Table 1 presents the range of measures on each parameter made by each clinician. The data were analysed with the graphical method described by Bland and Altman for method comparison studies. To test the intraobserver accuracy the difference between the two sets of measurements recorded by the consultant was plotted against the average of the two for each parameter. The average of the two sets of measurements made by the consultant was regarded as the best estimate of the true value. To test the interobserver accuracy the average value and the difference between this value and the results of the other observers were plotted as above. To assess whether there was any learning curve the position of the patient in the series and the time from the beginning of the study were noted.

Table 1

Range of eyelid measurements against clinician

Tables 2 and 3 provide information on repeatability and reproducibility, respectively. The right and left eyes were analysed separately.

Table 2

Consultant repeatability in eyelid assessment

Table 3

Clinician reproducibility in eyelid assessment


Table 1 shows that the measurements lay within the expected ranges for the parameters measured.

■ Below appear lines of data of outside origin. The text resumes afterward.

PR #2743, opened 2021-07-22
Check if index exists before creating it

vkrmis:
**Story card:** none

## Because

The index creation fails if the index already exists

## This addresses

Check to see if there is already an index on the facilities column before attempting creation


vkrmis:
Closing in favour of:  https://github.com/simpledotorg/simple-server/pull/2744

PR #2745, opened 2021-07-22
Prevent parallel deploys via semaphore

prabhanshuguptagit:
**Story card:** -

## Because

Our semaphore pipeline always picks up the latest master to deploy irresepective of the tag it was triggered from.

Also if multiple deploys are triggered in parallel, we can have a race condition where an older deploy can end up overwriting a newer deploy.

## This addresses

- Fixes `semaphore.yml` to pickup the git SHA instead of the branch name (which was always `master`).
- Puts the deploy pipeline in a [queue](https://docs.semaphoreci.com/essentials/pipeline-queues) so there's only one deploy running at a time.

### DIFF
--- a/.semaphore/bangladesh_demo_deployment.yml
+++ b/.semaphore/bangladesh_demo_deployment.yml
@@ -15,7 +15,7 @@ blocks:
             - yarn install
             - bundle install --deployment --path vendor/bundle
             - cache store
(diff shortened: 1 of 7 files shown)


harimohanraj89 (approved):
Nice improvements 👍

rsanheim (approved):
Nice!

Table 2 illustrates that consultant repeatability was high for all four parameters. On average, the second measure was the same as the first (shown by the median difference being 0 in all case) and never differed by more than 2 mm. There was little evidence that repeatability varied with the size of the measurement (Fig 1) or with time (Fig 2).

Figure 1

Bland-Altman plot of consultant repeatability for measurement of marginal reflex distance for upper eyelid.

Figure 2

Repeatability of consultant measures of levator function against time.


Table 3 illustrates high reproducibility between the clinical fellow and the consultant. On average, there was no difference between their measures of MRD and a difference of just 0.5 mm for SC and 1 mm for LF. There was only slightly less reproducibility between the specialist registrar and the consultant with, on average, no difference between their MRD measures and a difference of 0.5 mm for SC. Table 3does show, however, that the specialist registrar tended to record LF at 2 mm greater than the consultant and recorded a value 5 mm greater for one patient. There was slightly poorer reproducibility between the consultant and the senior house officer with, on average, differences of 0.5 mm, 1 mm, and 1.5 mm for MRD (upper), SC, and LF (right eye), respectively. While greater absolute differences between measures were seen in LF assessment, the range of acceptable values was greater for LF than for SC and MRD, so the differences were proportionately of similar clinical significance.

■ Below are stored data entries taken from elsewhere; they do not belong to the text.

PR #2747, opened 2021-07-23
Cleanup FacilityDistrict

prabhanshuguptagit:
**Story card:** [ch3805](https://app.clubhouse.io/simpledotorg/story/3805/cleanup-facilitydistrict-code)

## Because

`FacilityDistrict` was used as a virtual-model to populate district reports. All the reports now use `Region` and we don't need the `FacilityDistrict` model around anymore.

## This addresses

Removes the model and its usages. Removes the `facility_district` region reports.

Figure 3 illustrates the slight increase in SC reproducibility over time. While in general there seemed little indication from these data of any variability in reproducibility over the parameter ranges, there is some suggestion that agreement between clinicians is greater at the extremes of LF (Fig 4).

Figure 3

Reproducibility of skin crease measurement between senior house officer (SHO) and consultant with time.

Figure 4

Reproducibility of levator function measurement between clinical fellow and consultant.

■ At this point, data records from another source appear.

PR #2749, opened 2021-07-23
Add Ethiopia DHIS2 data element IDs

timcheadle:
**Story card:** [ch4271](https://app.clubhouse.io/simpledotorg/story/4271/configure-data-element-ids-in-simple)

## Because

To send data to Ethiopia DHIS2, we need to map our core data elements to their associated DHIS2 IDs.

## This addresses

This adds the Ethiopian data element IDs and moves everything to `CountryConfig` so we can handle multiple countries.


harimohanraj89 (approved):
:shipit:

This study suggests that interobserver and intraobserver variability in upper eyelid ptosis assessment, when conducted in a standardised fashion, is modest and clinically acceptable, particularly in clinicians of greater experience. We have found some evidence of learning curve effects, both short and long term, and there is some suggestion of greater agreement at extremes of LF. This seems intuitive as a clinician may well check unusual observations more thoroughly than those that fall within typically encountered ranges.